A incompetência em razão do território deve ser conhecida oficiosamente pelo tribunal nos termos regulados no artigo 104.º[3] do Código de Processo Civil, sendo que neste caso a situação mostra-se alocada ao disposto no artigo 89.º[4] do mesmo diploma e foi aplicada a disciplina contida no artigo 105.º[5] do diploma em análise.
Cumpre, antes de mais, salientar que a tarefa da Presidência do Tribunal da Relação de Évora não visa sindicar o mérito de qualquer das decisões em apreço, designadamente avaliar da possibilidade de conhecimento oficioso da excepção de incompetência territorial.
Dito isto, é consensualmente admitido que o nosso sistema jurídico não comporta nem prevê a existência de conflitos de competência relativa[6]. Na realidade, verifica-se o conflito de competência quando dois tribunais, chamados a decidir um determinado pleito, se declaram ambos competentes ou incompetentes para o efeito, sendo o conflito positivo quando ambos os tribunais se declaram competentes e negativo quando ambos declinam a competência. O conflito de competência apenas se pode suscitar nas situações de competência absoluta (alínea a) do art.º 96.º do CPC), considerando que as decisões sobre incompetência relativa são, nos termos do artigo 105.º, n.º 2, do CPC, vinculativas para o tribunal designado como competente[7] [8].
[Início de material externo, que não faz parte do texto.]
PR #3242, opened 2022-04-29
Adding saip/metal/opt and ilp/tmd/opt

dxhisboy:
**Summary**

By modification of the chunk code of pair/ilp/graphene/opt, we can now adopt saip/metal/opt and ilp/tmd/opt into its chunk code. With methods described in #3228, both pair style can gain about 2x speedup.

**Author(s)**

Assim, tal como resulta da jurisprudência do Tribunal Constitucional, a norma ínsita no n.º 2 do artigo 111.º do Código do Processo Civil, que determina que a decisão transitada em julgado resolve definitivamente a questão da competência territorial, não afronta outros interesses dotados de tutela constitucional, designadamente a organização hierárquica dos tribunais[9].
Por conseguinte, as decisões sobre a relação jurídica processual transitadas em julgado ao longo do processo, ou seja, as que não foram adequada e tempestivamente impugnadas, formam caso julgado sendo vinculativas para todos os sujeitos e intervenientes processuais, incluindo os próprios tribunais[10].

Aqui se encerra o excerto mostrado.